Extracting cash tax-free from a company

For 99.9% of the time, New Zealand companies are incorporated to operate a business and derive income. On establishment, the focus tends to be on items such as:

  • whether a company is the appropriate vehicle, e.g. does limited liability protection warrant it;
  • who should own the shares, e.g. in personal names or in a Trust; and
  • who should be appointed director.

Understandably, the initial focus is not necessarily on how business income will be extracted, or how the business will eventually be sold. However, with the difference between the company tax rate (28%) and the top personal and trust tax rates (39% from the 2024/25 year) increasing to 11%, a material barrier will exist to extracting taxable value from a company. This makes it important to ensure value is able to be extracted tax-free where possible.

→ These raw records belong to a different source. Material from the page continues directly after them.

PR #2054, opened 2024-10-14
Subnet Peering

furkansahin:
Basic subnet peering for non conflicting subnets. It's as easy as creating a PeeredSubnet entity and performing ps.incr_add_new_nic in only 1 of the subnets. The rest is auto handled.


fdr (commented):
does nic deletion exist, and therefore unpeering, to remove extra xfrm states? 

I like that topologically defined uniqueness constraint

fdr:
> I like that topologically defined uniqueness constraint (with `<`)

...but surely you need a compound unique constraint too? and/or a primary key? I suspect we'd probably want a surrogate key here, unless you think there's a good reason to make exception and refer to everything by natural key. But I figured those might fall in the "itsaprototype" category.

furkansahin:
This needs more tests, I'll write them all soon, but the PR is in a reviewable state as is for the overall design.

model/private_subnet.rb
```diff
@@ -24,6 +24,16 @@ def hyper_tag_name(project)
...
   include Authorization::TaggableMethods
 
+  def connected_subnets
+    PrivateSubnet.where(
+      id: DB[:connected_subnet].where(subnet_id_1: id).or(subnet_id_2: id).select(Sequel.case({{subnet_id_1: id} => :subnet_id_2}, :subnet_id_1)).all.map(&:values).flatten
+    ).all
+  end
+
+  def all_nics
+    nics + connected_subnets.map(&:nics).flatten
```
enescakir, line 34: You can use `flat_map(&:nics)` instead of `map(&:nics).flatten`

migrate/20241014_add_connected_subnet.rb
```diff
@@ -0,0 +1,17 @@
...
+  change do
+    create_table :connected_subnet do
+      column :id, :uuid, primary_key: true, null: false
+      foreign_key :subnet_id_1, :private_subnet, type: :uuid, null: false
+      foreign_key :subnet_id_2, :private_subnet, type: :uuid, null: false
+
+      # Ensure no duplicate pairs regardless of order
+      constraint(:unique_subnet_pair) { (subnet_id_1 < subnet_id_2) }
+      unique [:subnet_id_1, :subnet_id_2]
+      index [:subnet_id_1]
```
fdr, line 13: you probably don't need this one, because the compound index can handle predicates on the left-most-side. It's not quite the same physical impact, since the locality of scanning on the compound index would be worse, but would make updates a bit cheaper.

model/private_subnet.rb
```diff
@@ -90,4 +100,37 @@ def random_private_ipv6
...
+    ConnectedSubnet.where(subnet_id_1: small_id_ps.id, subnet_id_2: large_id_ps.id).all.map(&:destroy)
+    subnet.incr_refresh_keys
+    incr_refresh_keys
+  end
+
+  def create_tunnels(nics, src_nic)
+    nics.each do |dst_nic|
+      next if src_nic == dst_nic
+      IpsecTunnel.create_with_id(src_nic_id: src_nic.id, dst_nic_id: dst_nic.id) unless IpsecTunnel[src_nic_id: src_nic.id, dst_nic_id: dst_nic.id]
+      IpsecTunnel.create_with_id(src_nic_id: dst_nic.id, dst_nic_id: src_nic.id) unless IpsecTunnel[src_nic_id: dst_nic.id, dst_nic_id: src_nic.id]
```
fdr, line 129: This is a bit smelly, considering that create_with_id is still generally entitled to fail with a unique constraint violation anyway. One option might be "insert...on conflict..."

model/private_subnet.rb
```diff
@@ -30,6 +30,16 @@ def hyper_tag_name(project)
...
 
+  def connected_subnets
+    PrivateSubnet.where(
+      id: DB[:connected_subnet].where(subnet_id_1: id).or(subnet_id_2: id).select(Sequel.case({{subnet_id_1: id} => :subnet_id_2}, :subnet_id_1)).all.map(&:values).flatten
+    ).all
+  end
+
+  def all_nics
+    nics + connected_subnets.flat_map(&:nics)
+  end
```
fdr, line 41: feels like this could be a join rather than detoasting a bunch of stuff. also, `flat_map` rather than map + flatten.

model/nic.rb
```diff
@@ -27,4 +27,8 @@ def self.ubid_to_name(ubid)
   def ubid_to_tap_name
     ubid.to_s[0..9]
   end
+
+  def unlock
+    Semaphore.where(strand_id: strand.id, name: "lock").all.map(&:destroy)
```
fdr, line 32: Does unlock ever has its value used? Isn't strand the strand for this nic? seems like two simplifications may be possible:

```ruby
 Semaphore.where(strand_id: id, name: "lock").delete
```

I had this as each(&:destroy) at first, but do we really want `DeletedRecord` entries for even semaphores? If not, straight `DELETE` might be fine, and much faster.

fdr (approved):
caveat: I haven't had time to think adequately about the concurrency algorithm. And I'm not sure about adding this as an orthogonal feature in the UI in the medium-term. As I mentioned earlier, if possible, I'd like to try de-orthogonalizing it as much as possible (to couple the tunneling, firewall, and dns).

But I also see this patch is prone to conflicts and given the preliminary situation, with regard to customer exposure, would like to get it in.

I suppose the UI could hide behind a feature flag.

model/private_subnet.rb
furkansahin: This was used as is before, too. I only changed its place, I'll create an item to look into it later.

In a simple sense, a company’s assets minus liabilities equals the ‘value’ or equity of a company. Equity is made up of available subscribed capital (ASC), accumulated taxable income, and/or capital gains (whether realised or unrealised).

ASC represents the cash put into a company by its shareholders. For example, if the shareholders paid $100,000 for 100,000 shares at $1 each, ASC of $100,000 exists.

ASC represents a pool of funds that is able to be paid to shareholders tax-free, subject to meeting specific criteria. For example, in the event of a pro-rata share repurchase and cancellation, the amount paid might be tax-free if it is at least 15% of the market value of all participating shares in the company (or 10% if approved by Inland Revenue). Another requirement is that the share purchase amount cannot be in lieu of a dividend.

Capital gains can only be extracted tax-free on liquidation. This often results in capital gains becoming trapped if a company can’t be struck off because it owns other assets. For this reason, land is sometimes held in separate, special purpose companies to enable easy extraction (by way of winding up the company) in the event the land is sold.

Finally, another option comes into play when it’s time to sell the business to a third party. If a company is ‘pregnant’ with taxable value, the company’s shares could be sold to another company. Assuming the shares are held on capital account, the exiting shareholder should derive a non-taxable capital gain. Future extraction of that value is not necessarily taxable to the purchaser.

A landscape will exist where the difference between the 28% rate and 39% rate is material and will inevitably lead to actions to mitigate the higher rate where possible, but it is also a complicated area that Inland Revenue will likely focus. Hence, with any tax mitigation strategy, risk versus reward will come into play.